Small guanine nucleotide–binding proteins (G proteins) activated by antigen recognition stimulate at least three different mitogen-activated protein (MAP) kinases, which in turn activate distinct transcription factors. G proteins are involved in diverse activation responses in different cell types. Two major members of this family activated downstream of the TCR are RAS and RAC. Each activates a different transcription factor, and together they mediate many cellular responses of T cells.
• The RAS pathway is triggered in T cells after TCR ligation, leading to the activation of extracellular receptor–activated kinase (ERK), a prominent member of the MAP kinase family, and eventually to the activation of downstream transcription factors (Fig. 1). RAS is loosely attached to the plasma membrane through covalently bound lipids. In its inactive form, the guanine nucleotide–binding site of RAS is occupied by guanosine diphosphate (GDP). When the bound GDP is replaced by guanosine triphosphate (GTP), RAS undergoes a conformational change and can then recruit or activate various cellular enzymes, the most important of which is RAF. Activation of RAS by GDP/GTP exchange is seen in response to the engagement of many types of receptors in many cell populations, including the TCR complex in T cells. Mutated RAS proteins that are constitutively active (i.e., they constantly assume the GTP-bound conformation) contribute to the neoplastic transformation of many cell types. Nonmutated RAS proteins are active GTPases that convert the GTP bound to RAS into GDP, thus returning RAS to its normal, inactive state.

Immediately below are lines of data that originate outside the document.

PR #230, opened 2022-09-05
Double battle overhaul

jtigues:
- Complete overhaul of the viewSlots system. Now all 4 pokemon's view slots will be tracked for double battles battle.
- Move effectiveness will always use the Left pokemon from the opposing team for both your pokemon and the opponent's. (Note, the opponent's Left is the Player's Right)
- Move/Ability tracking is only done for the pokemon on the Left
- You can now toggle between all 4 pokemon in a double battle in the order: Your Left -> Their Left -> Your Right -> Their Right -> Repeat
- updateViewSlots moved to Battle.lua since it's a Battle-only function


jtigues:
- Moved ViewSlot and isViewingLeft to Battle
- Added ownViewSlot and otherViewSlot back to Tracker as dummies to keep old tracker data from being read in wrong

UTDZac (approved):
This has been a long awaited addition, especially for many Ruby/Sapphire/Emerald runs. Thank you for figuring this one out, looks good.

PR #233, opened 2022-09-09
Pc heal auto decrement bug

jtigues:
- Should fix the PC Heals auto incrementing at the start of battle
- Turns out the first thing that happens in a battle is the save blocks are copied elsewhere, and re-encrypted. So either the memory was being read from the wrong place entirely, or we were trying to read data encrypted with the old key using the new key


UTDZac (approved):
Thanks for this quick fix. Makes sense that the PC heals shouldn't ever decrement during battle.

PR #364, opened 2023-03-10
Update Battle.lua

jtigues:
- Fixing issue where Stat Stages were not updating properly in double battles


Fellshadow (approved):
Simple fix at least, looks good to me

PR #365, opened 2023-03-12
7.4.1 Patch

UTDZac:
Release Notes:
- Fixed an issue where during double battles the stat changes on enemy Pokémon would sometimes be incorrect
- Fixed an issue where during double battles the move effectiveness would be calculated against an already KO'd Pokémon
- Fixed an issue where, in rare cases, wild encounters would incorrectly be displayed as a trainer battle
- [mGBA] Cleaned up some battle tracker display information


Fellshadow (approved):
looks good to me

PR #366, opened 2023-03-13
7.4.2 Release Patch

UTDZac:
Patch 7.4.1 fixed several issues with doubles battles but introduced a new issue. The target cursor information wasn't providing accurate details for the cases where it was being used. Thus, when Pokémon were KO'd in doubles battles, the new slots/targets were incorrectly calculated for purposes of move effectiveness.

This patch resolves this new issue.

Release Notes to append to 7.4.1:
[7.4.2] Fixed yet another doubles battle related issue where move effectiveness was inaccurate if trainer team had 3 or more Pokémon.


jtigues (approved):
Checked on both true (Tate & Liza) and artificial (Brawly's gym) doubles, fix is working fine.

PR #368, opened 2023-03-13
Post e4 roamer battle bugfix

jtigues:
- Fixed bug where Tracker would enter a battle state after the enemy mon memory was used for Latias/Latios in Emerald


Fellshadow (approved):
thanks for the quick fix!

Fig1. The RAS–mitogen-activated protein (MAP) kinase pathway in T-cell activation. ZAP70, activated by antigen recognition, phosphorylates membrane-associated adaptor proteins (such as linker for activation of T cells [LAT]) that then bind another adaptor, GRB2, which provides a docking site for the guanosine tri phosphate/guanosine diphosphate (GTP/GDP) exchange factor SOS. SOS converts RAS ⋅ GDP to RAS ⋅ GTP. RAS ⋅ GTP activates a cascade of enzymes, which culminates in the activation of the MAP kinase extracellular receptor–activated kinase (ERK). A parallel RAC-dependent pathway generates another active MAP kinase, c-Jun N-terminal kinase (not shown).

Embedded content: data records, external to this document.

PR #369, opened 2023-03-18
Feature: Show pre-evolutions in log viewer

Aeiiry:
https://user-images.githubusercontent.com/19582161/226071465-891b9b56-4764-46e6-b5b7-0cf53cfce42b.mp4

This allows users to explore evolution trees via clicking on the pokemon icons.

When there is not enough space on screen for all evolutions, chevrons are drawn below the evolution arrow, 1 for each "evo set". Clicking on the arrow or the chevrons will scroll through the evo sets (see video)

If there is no pre-evo, up to 3 evolutions will be shown, matching current functionality.

Logic exists to scroll through pre-evo sets as well, including chevrons but this is far less common.


ironmon_tracker/Drawing.lua
```diff
@@ -89,32 +89,55 @@ function Drawing.drawRightJustifiedNumber(x, y, number, spacing, color, shadowco
...
+		end
+	elseif direction == "right" then
+		x = x + thickness + 2
+		while i < thickness do
+			gui.drawLine(x + i, y, x + i + width, y + (height / 2), color)
+			gui.drawLine(x + i + width, y + (height / 2), x + i, y + height, color)
+			i = i + 1
+		end
 	end
 end
```
Aeiiry, line 140: This function didn't cover left and right chevrons. While adding left and right I also added the option to pass a specific color instead of "hasColor". Old functionality for up and down chevrons remains.

ironmon_tracker/Drawing.lua
```diff
@@ -89,32 +89,55 @@ function Drawing.drawRightJustifiedNumber(x, y, number, spacing, color, shadowco
...
-
```
Aeiiry, line 117: This function didn't cover left and right chevrons. While adding left and right I also added the option to pass a specific color instead of "hasColor". Old functionality for up and down chevrons remains.

ironmon_tracker/data/DataHelper.lua
```diff
@@ -578,6 +578,17 @@ function DataHelper.buildPokemonLogDisplay(pokemonID)
...
+	data.p.prevos = {}
+	for _, prevoId in ipairs(pokemonLog.PreEvolutions or {}) do
+		local prevoInfo = {
+			id = prevoId,
+			name = PokemonData.Pokemon[prevoId].name,
+		}
+		table.insert(data.p.prevos, prevoInfo)
+	end
+
+
```
Aeiiry, line 591: Tracking pre-evos as part of the buildPokemonLogDisplay data table

ironmon_tracker/data/RandomizerLog.lua
```diff
@@ -205,6 +205,11 @@ function RandomizerLog.parseEvolutions(logLines)
 			evo = RandomizerLog.alternateNidorans(evo)
 			if RandomizerLog.PokemonNameToIdMap[evo] ~= nil then
 				table.insert(RandomizerLog.Data.Pokemon[pokemonId].Evolutions, RandomizerLog.PokemonNameToIdMap[evo])
+				-- Add pre-evolutions to the evolved Pokemon
+				if RandomizerLog.Data.Pokemon[RandomizerLog.PokemonNameToIdMap[evo]].PreEvolutions == nil then
+					RandomizerLog.Data.Pokemon[RandomizerLog.PokemonNameToIdMap[evo]].PreEvolutions = {}
+				end
+				table.insert(RandomizerLog.Data.Pokemon[RandomizerLog.PokemonNameToIdMap[evo]].PreEvolutions, pokemonId)
```
Aeiiry, line 212: Tracking pre-evos as they are read in from the file

ironmon_tracker/Drawing.lua
UTDZac: The following function has changed and affects other areas of code. While you have implemented a workaround, I'd like to see this function written more clearly so it could be understand. The function header should, in my opinion, be

```lua
Drawing.drawChevron(x, y, width, height, thickness, direction, color)
```

Where the final parameter `hasColor` is now just `color`. The inner code will have a default color value: `local color = color or Theme.COLORS["Default text"]`. Then, all other calls to this function need to be updated to fit this new header.

In this way, it remains clear the intent of the function by passing a color and the resulting outcome.

ironmon_tracker/data/RandomizerLog.lua
UTDZac: A small note on code legibility here. Since `RandomizerLog.PokemonNameToIdMap[evo]` is being used in more places and is quite the chunk to read, I'd say it's a good idea to assign it to a local variable prior to the first `if` condition here. In this way, the code can be understood a bit more quickly and clearly.

```lua
evo = RandomizerLog.alternateNidorans(evo)
local evoPokemonId = RandomizerLog.PokemonNameToIdMap[evo]
if evoPokemonId ~= nil then
	table.insert(RandomizerLog.Data.Pokemon[pokemonId].Evolutions, evoPokemonId)
	-- Add pre-evolutions to the evolved Pokemon
	if RandomizerLog.Data.Pokemon[evoPokemonId].PreEvolutions == nil then
		RandomizerLog.Data.Pokemon[evoPokemonId].PreEvolutions = {}
	end
	table.insert(RandomizerLog.Data.Pokemon[evoPokemonId].PreEvolutions, pokemonId)
```

UTDZac (commented):
Thanks for putting together this PR. I think it's great to try out cool features like this, but I'm not sure if this is one I want to include in the Ironmon Tracker as-is. I would love to discuss these sorts of features with you prior to working on them if you intend to submit them as part of the project, which may help avoid any extra work or adjust needed after the fact.

There are a few reasons I'm against adding this feature as it is currently:
1. The main reason is that the majority of Ironmon players do not need to see this information by default. While yes, its cool to see this info, it isn't exactly helpful to know about after a run is over. It's not a question many players ask, because of the way ironmon works. Typically the question is "What would be Pikachu evolve into?" and not "I had a Pikachu, I wish I knew what evolved into it". I think a good solution here is to not show the pre-evolution info unless the player opts into wanting to see it, by click a button or toggle to view that information for the Pokemon they are currently inspecting. Am open to discuss other possibilities.
2. Paired with the above concern, screen space within the Log Viewer at a premium. If pre-evos are shown as a default, this would mean that now the majority of Pokemon need that extra space to show off an evolution line. As a result, the Move list gets squished and can't all be seen at a glance. Now when viewing most Pokemon, you can't see their full moveset on a single page, and it requires clicking through pages. I think this takes away from a primary use-case of the Log Viewer in favor on an addition that isn't of that much use by the majority.
3. It is not intuitive that the Pokemon surrounded by a border is the one you are looking at. To me, it's important that the thing you see first on the page is what's helps you know what Pokemon you are looking at. The name as text and the unlabeled border aren't a strong enough indicator. It is also worth noting that you cannot trust Theme colors to do the work for you, because there exist many themes that have invisible borders (box border and background are the same color).
4. The location of the "how does this evolve into that" information seems to be inconsistent. While it is possible to discern what it means for the variety of Pokemon you can inspect, the template isn't the same from Pokemon to Pokemon. I think the evo information being directly below the evolved Pokemon is the most clear to me, instead of being a mix of sometimes under a Pokemon and sometimes under an arrow. We can work this out and discuss it more in the discord channel.

ironmon_tracker/Drawing.lua
UTDZac, line 1: Two issues here.

1. You are defining `color` as an integer value, therefore you cannot use that color in `Theme[chevronColor]`, because its not a string index. One good tip for working on the Tracker is anytime you make a change to colors on the tracker, be sure to test with the default theme and a light colored 2 part theme (like Beach Getaway) and maybe another one as well. This helps show problems with forgetting a color or the color turning `nil`
2. You can bypass a step of needing to make a new variable `chevronColor` and just reuse `color`. This is a clever little Lua trick to reuse a parameter variable but ensure its not nil, thanks to the `or`.

```lua
color = color or Theme.COLORS["Default text"]
```

Aeiiry: I'm slightly confused by your first point, this statement wouldn't change the chevronColor unless it found a valid result in Theme.COLORS.
```
if Theme.COLORS[chevronColor] then
		chevronColor = Theme.COLORS[chevronColor]
```

if you're referring to `local color = Theme.COLORS["Default text"]` that was removed as part of my original changes

I use the beach getaway theme by default and the current code works for chevrons existing before my change and the new usage in the log viewer.
image

image
image

I didn't originally reuse the `color` param to avoid having it have 3 different possible types (string, bool, or int). I'll change it back to re-use color as the scope of this function is small and changing types isn't a big deal.

Aeiiry: Changed chevronColor back to color https://github.com/besteon/Ironmon-Tracker/pull/369/commits/75c29da099452ae358e31a1979660f8ac327f3f8

ironmon_tracker/Drawing.lua
UTDZac: I wrote this code segment in a hurry, but you shouldn't need to redefine `color` as `local color` since it already exist as a param. Instead, simply use `color = color or ...`

You can see other examples of this trick in a few other methods. Examples:
- `Drawing.drawBackgroundAndMargins()`
- `Utils.calcShadowColor()`

Aeiiry:
Current state of the feature right now. Setting added to enable the feature, disabled by default. 

https://user-images.githubusercontent.com/19582161/226103317-5fbf80f0-810d-4b75-9d67-3234eead5ffc.mov

Video shows the game loading with the setting enabled purely because I was testing the setting's ability to load.

ironmon_tracker/screens/LogOverlay.lua
```diff
@@ -93,6 +96,7 @@ LogOverlay.Windower = {
 		end
 		LogOverlay.refreshTabBar()
 		LogOverlay.refreshInnerButtons()
+		Main.SaveSettings()
```
UTDZac, line 99: The `Main.SaveSettings()` call should not be here, and should be called when the user clicks on the option to change it. Check out how other checkbox options work for an example. See `TimeMachineScreen.Buttons.EnableRestorePoints`

ironmon_tracker/screens/LogOverlay.lua
```diff
@@ -408,7 +412,39 @@ LogOverlay.NavFilters = {
...
+		end,
+		toggleState = Options[LogOverlay.preEvoSetting],
+		toggleColor = "Positive text",
+		onClick = function(self)
+			self.toggleState = not self.toggleState
+			Options.updateSetting(self.text, self.toggleState)
+		end,
+	}
+
+	table.insert(LogOverlay.Buttons, preEvoSettingButton)
```
UTDZac, line 447: You should create this button with all the other buttons outside of the initialize() function. After doing this, add a line of code inside this initialize() function to apply the loaded setting to update the button and its state.

`TimeMachineScreen.Buttons.EnableRestorePoints` is an example of how this is done. Check the `TimeMachineScreen.initialize()` function to see how the setting gets applied after the Tracker finishes setting up and has all the settings loaded from the Settings.ini file.

ironmon_tracker/screens/LogOverlay.lua
Fellshadow: This was something we briefly discussed in the discord when it was being worked on, not sure of the performance impact tbf but i'm not sure how much i agree with saving (which involves making a write to the settings.ini file) every time the setting is toggled on/off. Imagine a scenario where someone maybe accidentally double-clicks, then has to click again to re-toggle. That's 3 file writes there potentially

ironmon_tracker/screens/LogOverlay.lua
```diff
@@ -915,71 +960,203 @@ function LogOverlay.buildPokemonZoomButtons(data)
...
+		-- Add prevos to list
+		for i, prev in ipairs(data.p.prevos) do
+			table.insert(preEvoList, {
+				name = PokemonData.Pokemon[prev.id].name,
+				id = prev.id
+			})
+		end
+	else
+		hasPrevEvo = false
+	end
```
UTDZac, line 981: Just noting a chance to do a little clean-up here if interested. You don't need to do an `local hasPrevEvo = [boolean] or false` since the [boolean] part will either be true, or false if false; so that's implied already. You can also merge the conditions that follow as such (I believe this is the same resulting outcome):

```lua
local hasPrevEvo = Options["Show Pre Evolutions"] and #data.p.prevos > 0
if hasPrevEvo then
	-- Add prevos to list
	for i, prev in ipairs(data.p.prevos) do
		table.insert(preEvoList, {
			name = PokemonData.Pokemon[prev.id].name,
			id = prev.id
		})
	end
end
```

UTDZac (commented):
Overall great improvements. I do want to applaud you for being able to dissect the mess that is the `LogOverlay.lua` code I wrote, which is kind of all over the place and not well organized. It was our first attempt at something large like this that was had scalable UI elements.

The setting (Default:OFF) to show pre-evos resolves my main concern from earlier. Thank you for setting this up.

Two final things I'd like to work on are as follows, using the image below as reference
1. The evo information labels underneath the pokemon icons that explains how to evo. This info should always be under the evolved pokemon. In the sample image below, Slakoth evolves into Zangoose at lv18. As such, the "Lv. 18" info should be directly under Zangoose. This way the evo info remains consistent regardless of if I'm viewing Slakoth, or Zangoose, or (if zangoose had an evo) another evo down the line.
2. I still firmly believe there needs to be something else changed such that when viewing a pokemon page, it is very clear that you are viewing the page for that Pokemon. Using the reference image, the first icon i see (the one ive been used to seeing for 3 months now) is slakoth. However, i am not viewing slakoths page. This is a UI decision that needs to be addressed but i dont have a good solution. The result should be that, at a glance, it should be absolutely obvious and clear which pokemon page im viewing based on the icon that I can easily see, which should be Zangoose.

image

ironmon_tracker/screens/LogOverlay.lua
Aeiiry: Went ahead and implement this, makes it a lot more readable ty

ironmon_tracker/screens/LogOverlay.lua
Aeiiry: Moved per your suggestion in latest batch of commits

Aeiiry:
Current functionality, selection indicator added and evo methods are now duplicated for split evos with the same evo method (wurmple, tyrogue)


https://user-images.githubusercontent.com/19582161/226150616-dd782d24-96e7-4157-bb89-a9d07d60e66d.mov

UTDZac:
Looks great. I'm going to merge this in to `dev` and `beta-test` so I can have a few people try it out. Thank you for being able to make the adjustments and have this feature look awesome. It's pretty fun to click backwards to see how the evo things work out.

The mechanism of RAS activation in T cells involves the adaptor proteins LAT and GRB2. When LAT is phosphorylated by ZAP70 at the site of TCR clustering, it serves as the docking site for the SH2 domain of GRB2. Once attached to LAT, GRB2 recruits a RAS GTP/GDP exchange factor called SOS to the plasma membrane. SOS catalyzes GTP for GDP exchange on RAS. This generates the GTP-bound form of RAS (written as RAS⋅GTP), which then triggers a cascade of kinase activation. RAS⋅GTP directly activates a kinase called RAF, the first kinase in this cascade. RAF then phosphorylates and activates a dual-specificity kinase called MEK1, which in turn phosphorylates the third kinase in the cascade, called ERK, on closely spaced threonine and tyrosine residues. ERK is a MAP kinase, and MEK1 is called a MAP kinase-kinase (a kinase that activates a MAP kinase). The activated ERK translocates to the nucleus and phosphorylates a protein called ELK, and phosphorylated ELK stimulates transcription of FOS, which encodes a component of the activator protein 1 (AP-1) transcription factor.
• In parallel with the activation of RAS through recruitment of GRB2 and SOS, the adaptors phosphorylated by TCR associated kinases also recruit and activate a GTP/GDP exchange protein called VAV that acts on RAC, another small guanine nucleotide–binding protein. The RAC⋅GTP that is generated initiates a parallel MAP kinase cascade, resulting in the activation of a distinct MAP kinase, c-Jun N-terminal kinase (JNK). JNK is sometimes called a stress-activated protein (SAP) kinase because in many cells it is activated by various noxious stimuli. Activated JNK then phosphorylates JUN, the second component of the AP-1 transcription fac tor. A third member of the MAP kinase family, in addition to ERK and JNK, is p38, and it too is activated by RAC⋅GTP and in turn activates various transcription factors. RAC⋅GTP also induces cytoskeletal reorganization and may play a role in the clustering of TCR complexes, coreceptors, and other signaling molecules into the synapse.
The activities of ERK and JNK are eventually shut off by the action of dual-specificity protein tyrosine/threonine phosphatases. These phosphatases are induced or activated by ERK and JNK themselves, providing a negative feedback mechanism to terminate T-cell activation.